■ **Work to complete**: Please return every line below that contains the string "really".

[Data extracted from a collection]

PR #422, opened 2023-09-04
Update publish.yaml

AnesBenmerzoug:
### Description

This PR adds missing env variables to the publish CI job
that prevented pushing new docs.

...

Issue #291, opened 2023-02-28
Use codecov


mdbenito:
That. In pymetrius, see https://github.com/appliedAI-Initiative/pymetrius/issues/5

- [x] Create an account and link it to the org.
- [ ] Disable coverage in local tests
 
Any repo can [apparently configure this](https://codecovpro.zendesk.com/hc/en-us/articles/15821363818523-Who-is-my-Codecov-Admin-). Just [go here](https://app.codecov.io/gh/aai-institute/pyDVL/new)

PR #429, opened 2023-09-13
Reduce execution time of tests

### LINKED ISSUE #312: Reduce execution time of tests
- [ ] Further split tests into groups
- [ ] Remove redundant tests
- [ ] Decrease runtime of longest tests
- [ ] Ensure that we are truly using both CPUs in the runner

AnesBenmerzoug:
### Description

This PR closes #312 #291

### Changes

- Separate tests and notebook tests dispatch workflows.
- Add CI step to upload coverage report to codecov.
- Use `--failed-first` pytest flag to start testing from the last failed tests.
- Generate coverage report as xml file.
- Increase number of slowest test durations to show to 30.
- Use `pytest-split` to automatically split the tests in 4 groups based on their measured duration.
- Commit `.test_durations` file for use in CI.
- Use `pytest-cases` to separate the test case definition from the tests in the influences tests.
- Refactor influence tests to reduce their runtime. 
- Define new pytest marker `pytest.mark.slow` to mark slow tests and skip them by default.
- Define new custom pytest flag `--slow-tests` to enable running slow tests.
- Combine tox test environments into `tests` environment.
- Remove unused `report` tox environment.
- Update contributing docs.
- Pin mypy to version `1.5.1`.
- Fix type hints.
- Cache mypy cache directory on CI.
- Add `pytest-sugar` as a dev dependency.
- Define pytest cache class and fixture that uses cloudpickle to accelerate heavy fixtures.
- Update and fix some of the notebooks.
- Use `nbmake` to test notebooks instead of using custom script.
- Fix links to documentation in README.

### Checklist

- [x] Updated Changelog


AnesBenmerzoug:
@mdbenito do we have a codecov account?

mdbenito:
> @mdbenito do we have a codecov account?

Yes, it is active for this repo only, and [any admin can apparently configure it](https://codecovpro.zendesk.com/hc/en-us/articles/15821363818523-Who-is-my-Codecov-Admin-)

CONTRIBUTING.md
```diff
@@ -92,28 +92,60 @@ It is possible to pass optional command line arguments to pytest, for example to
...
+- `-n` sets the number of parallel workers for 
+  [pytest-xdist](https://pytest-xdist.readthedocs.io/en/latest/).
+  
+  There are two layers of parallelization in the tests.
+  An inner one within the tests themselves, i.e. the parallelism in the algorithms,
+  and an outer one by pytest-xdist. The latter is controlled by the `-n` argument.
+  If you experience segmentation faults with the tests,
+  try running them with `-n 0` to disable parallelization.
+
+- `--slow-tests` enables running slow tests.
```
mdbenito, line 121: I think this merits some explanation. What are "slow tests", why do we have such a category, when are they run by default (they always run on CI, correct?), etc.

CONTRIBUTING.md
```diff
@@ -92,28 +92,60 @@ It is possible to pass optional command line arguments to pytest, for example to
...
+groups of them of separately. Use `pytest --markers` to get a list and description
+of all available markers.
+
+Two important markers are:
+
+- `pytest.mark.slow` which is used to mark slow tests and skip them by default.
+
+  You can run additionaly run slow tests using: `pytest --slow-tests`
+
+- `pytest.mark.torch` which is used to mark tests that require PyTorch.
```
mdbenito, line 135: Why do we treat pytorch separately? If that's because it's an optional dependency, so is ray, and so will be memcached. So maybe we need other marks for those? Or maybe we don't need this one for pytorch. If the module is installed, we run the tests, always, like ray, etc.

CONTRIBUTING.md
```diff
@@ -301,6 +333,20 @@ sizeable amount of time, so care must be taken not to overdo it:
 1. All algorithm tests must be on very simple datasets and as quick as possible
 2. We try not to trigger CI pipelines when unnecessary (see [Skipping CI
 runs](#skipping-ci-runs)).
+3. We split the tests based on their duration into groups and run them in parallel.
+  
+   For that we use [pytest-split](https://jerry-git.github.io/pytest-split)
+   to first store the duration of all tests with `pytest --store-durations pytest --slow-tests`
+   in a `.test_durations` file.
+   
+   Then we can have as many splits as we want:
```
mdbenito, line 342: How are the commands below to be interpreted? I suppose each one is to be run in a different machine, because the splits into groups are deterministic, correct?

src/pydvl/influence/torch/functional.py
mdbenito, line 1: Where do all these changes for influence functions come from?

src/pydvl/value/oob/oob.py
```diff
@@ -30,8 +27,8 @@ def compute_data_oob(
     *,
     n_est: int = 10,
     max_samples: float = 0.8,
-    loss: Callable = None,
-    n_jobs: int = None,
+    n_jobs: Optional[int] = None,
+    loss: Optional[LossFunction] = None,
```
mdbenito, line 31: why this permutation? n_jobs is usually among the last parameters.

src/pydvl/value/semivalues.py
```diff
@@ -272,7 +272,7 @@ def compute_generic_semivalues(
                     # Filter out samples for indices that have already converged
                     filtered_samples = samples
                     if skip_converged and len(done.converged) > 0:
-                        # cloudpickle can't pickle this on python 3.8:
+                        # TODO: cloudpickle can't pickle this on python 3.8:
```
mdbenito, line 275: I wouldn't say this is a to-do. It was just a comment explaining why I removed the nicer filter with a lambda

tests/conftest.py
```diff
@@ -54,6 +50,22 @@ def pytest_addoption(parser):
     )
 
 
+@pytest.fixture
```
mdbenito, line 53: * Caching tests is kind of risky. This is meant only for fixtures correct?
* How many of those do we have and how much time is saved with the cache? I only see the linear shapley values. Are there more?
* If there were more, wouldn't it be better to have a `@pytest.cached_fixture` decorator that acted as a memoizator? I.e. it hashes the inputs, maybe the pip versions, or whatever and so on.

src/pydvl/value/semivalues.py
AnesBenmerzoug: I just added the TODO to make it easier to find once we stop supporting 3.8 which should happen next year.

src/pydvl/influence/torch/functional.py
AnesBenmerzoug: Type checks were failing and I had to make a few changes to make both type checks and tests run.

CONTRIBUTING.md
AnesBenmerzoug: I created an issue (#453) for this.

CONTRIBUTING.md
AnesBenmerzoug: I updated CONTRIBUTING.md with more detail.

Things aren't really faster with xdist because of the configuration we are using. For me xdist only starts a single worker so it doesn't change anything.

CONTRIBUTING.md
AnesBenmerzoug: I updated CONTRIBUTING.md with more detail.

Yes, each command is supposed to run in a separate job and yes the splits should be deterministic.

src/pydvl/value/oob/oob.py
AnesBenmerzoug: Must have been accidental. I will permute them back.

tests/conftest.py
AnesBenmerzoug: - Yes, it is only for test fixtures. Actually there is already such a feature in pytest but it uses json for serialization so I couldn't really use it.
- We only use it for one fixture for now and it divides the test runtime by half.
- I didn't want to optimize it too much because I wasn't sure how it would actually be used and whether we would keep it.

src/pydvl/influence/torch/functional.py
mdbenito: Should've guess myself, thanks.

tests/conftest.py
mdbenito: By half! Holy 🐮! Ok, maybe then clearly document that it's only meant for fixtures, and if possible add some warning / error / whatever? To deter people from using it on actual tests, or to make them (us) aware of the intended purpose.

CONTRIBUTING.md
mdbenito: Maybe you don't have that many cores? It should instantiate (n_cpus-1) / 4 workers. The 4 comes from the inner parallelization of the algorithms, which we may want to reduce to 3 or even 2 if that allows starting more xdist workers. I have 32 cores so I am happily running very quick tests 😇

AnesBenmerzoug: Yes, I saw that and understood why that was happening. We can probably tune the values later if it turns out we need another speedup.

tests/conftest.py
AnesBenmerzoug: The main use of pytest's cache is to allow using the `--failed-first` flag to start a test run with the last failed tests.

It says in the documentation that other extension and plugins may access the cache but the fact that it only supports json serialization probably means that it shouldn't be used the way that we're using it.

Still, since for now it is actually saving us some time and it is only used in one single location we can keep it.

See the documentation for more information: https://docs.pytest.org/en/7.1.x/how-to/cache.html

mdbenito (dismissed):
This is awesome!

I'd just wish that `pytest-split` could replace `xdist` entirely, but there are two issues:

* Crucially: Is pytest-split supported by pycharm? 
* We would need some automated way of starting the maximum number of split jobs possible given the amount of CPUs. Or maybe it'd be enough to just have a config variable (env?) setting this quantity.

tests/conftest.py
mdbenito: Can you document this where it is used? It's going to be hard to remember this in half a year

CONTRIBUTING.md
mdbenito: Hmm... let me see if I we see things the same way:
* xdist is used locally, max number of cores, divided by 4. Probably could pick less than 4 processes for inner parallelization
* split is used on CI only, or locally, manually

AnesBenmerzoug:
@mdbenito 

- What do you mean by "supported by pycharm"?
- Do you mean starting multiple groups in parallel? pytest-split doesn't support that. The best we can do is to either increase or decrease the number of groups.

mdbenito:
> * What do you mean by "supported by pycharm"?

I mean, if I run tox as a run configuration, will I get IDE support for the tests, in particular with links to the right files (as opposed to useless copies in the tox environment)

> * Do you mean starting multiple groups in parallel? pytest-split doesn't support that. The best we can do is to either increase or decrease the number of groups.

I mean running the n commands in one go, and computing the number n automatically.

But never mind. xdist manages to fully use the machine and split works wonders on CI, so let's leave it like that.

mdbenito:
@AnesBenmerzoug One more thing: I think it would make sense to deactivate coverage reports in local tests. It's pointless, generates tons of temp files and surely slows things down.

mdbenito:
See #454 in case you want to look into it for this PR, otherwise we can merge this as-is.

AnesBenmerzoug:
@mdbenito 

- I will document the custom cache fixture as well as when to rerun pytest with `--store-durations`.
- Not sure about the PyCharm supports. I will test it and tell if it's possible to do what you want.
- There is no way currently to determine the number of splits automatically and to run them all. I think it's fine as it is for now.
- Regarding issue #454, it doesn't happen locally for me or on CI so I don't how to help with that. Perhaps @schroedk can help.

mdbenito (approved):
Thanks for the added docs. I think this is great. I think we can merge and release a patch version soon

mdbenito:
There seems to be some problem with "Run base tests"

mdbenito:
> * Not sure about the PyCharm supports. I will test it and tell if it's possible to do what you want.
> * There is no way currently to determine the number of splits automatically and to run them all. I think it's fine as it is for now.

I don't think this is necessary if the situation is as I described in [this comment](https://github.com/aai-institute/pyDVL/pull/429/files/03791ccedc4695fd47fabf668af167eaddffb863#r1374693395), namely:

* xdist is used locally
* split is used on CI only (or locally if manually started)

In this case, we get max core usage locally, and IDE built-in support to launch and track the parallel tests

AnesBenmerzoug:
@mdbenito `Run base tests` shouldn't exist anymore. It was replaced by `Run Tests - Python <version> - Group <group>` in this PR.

---

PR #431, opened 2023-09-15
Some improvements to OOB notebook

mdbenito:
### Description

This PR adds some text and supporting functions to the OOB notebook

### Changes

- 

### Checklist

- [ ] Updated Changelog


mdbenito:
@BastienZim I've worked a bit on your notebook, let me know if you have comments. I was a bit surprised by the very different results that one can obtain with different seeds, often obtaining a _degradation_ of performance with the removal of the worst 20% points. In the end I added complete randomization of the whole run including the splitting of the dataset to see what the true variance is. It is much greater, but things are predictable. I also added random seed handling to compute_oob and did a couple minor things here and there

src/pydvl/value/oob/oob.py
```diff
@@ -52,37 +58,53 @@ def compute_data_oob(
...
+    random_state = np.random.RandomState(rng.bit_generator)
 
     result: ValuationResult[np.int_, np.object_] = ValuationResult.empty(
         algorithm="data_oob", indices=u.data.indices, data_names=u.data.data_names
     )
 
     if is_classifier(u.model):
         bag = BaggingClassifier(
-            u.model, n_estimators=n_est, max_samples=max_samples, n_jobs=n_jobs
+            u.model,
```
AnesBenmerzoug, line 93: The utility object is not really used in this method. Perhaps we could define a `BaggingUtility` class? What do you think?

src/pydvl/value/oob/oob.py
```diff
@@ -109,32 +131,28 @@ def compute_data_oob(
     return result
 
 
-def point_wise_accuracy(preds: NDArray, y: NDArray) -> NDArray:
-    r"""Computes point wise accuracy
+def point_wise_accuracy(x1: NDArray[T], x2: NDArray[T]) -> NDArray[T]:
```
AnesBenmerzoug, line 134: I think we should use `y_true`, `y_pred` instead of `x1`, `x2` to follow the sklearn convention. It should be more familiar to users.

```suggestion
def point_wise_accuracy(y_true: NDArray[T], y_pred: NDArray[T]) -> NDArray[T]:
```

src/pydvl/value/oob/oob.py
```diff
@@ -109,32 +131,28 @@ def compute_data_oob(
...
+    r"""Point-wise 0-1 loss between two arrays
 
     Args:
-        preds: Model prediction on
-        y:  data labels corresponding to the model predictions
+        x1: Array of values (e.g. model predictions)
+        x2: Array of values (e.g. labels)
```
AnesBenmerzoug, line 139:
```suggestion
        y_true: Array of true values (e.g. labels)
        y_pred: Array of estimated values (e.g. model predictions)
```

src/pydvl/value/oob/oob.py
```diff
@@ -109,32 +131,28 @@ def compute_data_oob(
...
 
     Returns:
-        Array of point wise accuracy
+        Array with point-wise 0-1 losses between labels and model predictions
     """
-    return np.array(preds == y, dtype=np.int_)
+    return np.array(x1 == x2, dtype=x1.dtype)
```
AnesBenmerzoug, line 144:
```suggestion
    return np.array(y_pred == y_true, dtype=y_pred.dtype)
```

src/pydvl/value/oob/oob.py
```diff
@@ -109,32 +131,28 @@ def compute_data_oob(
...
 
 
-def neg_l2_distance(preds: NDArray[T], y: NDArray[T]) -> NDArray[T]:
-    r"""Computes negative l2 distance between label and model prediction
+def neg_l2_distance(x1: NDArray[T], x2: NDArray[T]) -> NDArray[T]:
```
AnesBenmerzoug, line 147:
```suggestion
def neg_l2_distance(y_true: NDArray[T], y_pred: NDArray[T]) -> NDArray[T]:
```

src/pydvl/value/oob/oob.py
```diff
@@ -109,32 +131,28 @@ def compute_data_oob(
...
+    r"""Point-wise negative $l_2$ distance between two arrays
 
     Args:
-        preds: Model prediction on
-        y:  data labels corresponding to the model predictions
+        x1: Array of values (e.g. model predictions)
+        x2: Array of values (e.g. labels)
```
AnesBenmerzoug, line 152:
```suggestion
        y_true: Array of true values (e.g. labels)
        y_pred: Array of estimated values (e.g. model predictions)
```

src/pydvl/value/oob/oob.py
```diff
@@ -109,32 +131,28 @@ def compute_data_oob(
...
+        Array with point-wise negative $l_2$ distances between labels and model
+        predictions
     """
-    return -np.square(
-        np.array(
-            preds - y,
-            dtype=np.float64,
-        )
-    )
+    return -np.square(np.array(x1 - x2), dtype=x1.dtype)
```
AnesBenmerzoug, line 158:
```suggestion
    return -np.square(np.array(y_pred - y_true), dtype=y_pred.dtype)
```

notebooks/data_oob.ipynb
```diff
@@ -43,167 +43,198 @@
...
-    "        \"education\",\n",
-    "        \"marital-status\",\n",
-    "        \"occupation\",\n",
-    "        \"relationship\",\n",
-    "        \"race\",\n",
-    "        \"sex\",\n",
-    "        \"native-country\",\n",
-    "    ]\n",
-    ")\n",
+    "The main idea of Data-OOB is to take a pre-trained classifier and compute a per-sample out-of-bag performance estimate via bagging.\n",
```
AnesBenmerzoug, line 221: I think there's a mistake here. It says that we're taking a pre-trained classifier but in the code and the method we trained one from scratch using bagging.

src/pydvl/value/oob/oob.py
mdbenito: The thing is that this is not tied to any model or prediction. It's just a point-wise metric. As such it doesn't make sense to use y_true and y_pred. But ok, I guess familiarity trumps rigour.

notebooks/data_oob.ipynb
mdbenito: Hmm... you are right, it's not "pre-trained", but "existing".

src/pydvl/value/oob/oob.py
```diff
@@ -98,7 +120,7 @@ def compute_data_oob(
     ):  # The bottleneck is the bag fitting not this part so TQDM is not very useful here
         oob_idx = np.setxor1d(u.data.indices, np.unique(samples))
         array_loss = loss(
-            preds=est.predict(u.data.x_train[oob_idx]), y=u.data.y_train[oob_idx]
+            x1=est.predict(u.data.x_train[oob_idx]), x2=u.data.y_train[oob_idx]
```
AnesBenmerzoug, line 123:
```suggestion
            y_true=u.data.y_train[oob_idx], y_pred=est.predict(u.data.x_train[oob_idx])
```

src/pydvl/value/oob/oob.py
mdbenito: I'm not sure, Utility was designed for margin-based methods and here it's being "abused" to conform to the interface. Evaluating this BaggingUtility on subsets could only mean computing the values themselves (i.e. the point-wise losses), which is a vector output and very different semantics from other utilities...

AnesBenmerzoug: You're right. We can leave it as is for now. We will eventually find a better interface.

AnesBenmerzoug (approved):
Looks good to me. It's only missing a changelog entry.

■ **Answer box**:
Things aren't really faster with xdist because of the configuration we are using. For me xdist only starts a single worker so it doesn't change anything.
AnesBenmerzoug: - Yes, it is only for test fixtures. Actually there is already such a feature in pytest but it uses json for serialization so I couldn't really use it.
AnesBenmerzoug, line 93: The utility object is not really used in this method. Perhaps we could define a `BaggingUtility` class? What do you think?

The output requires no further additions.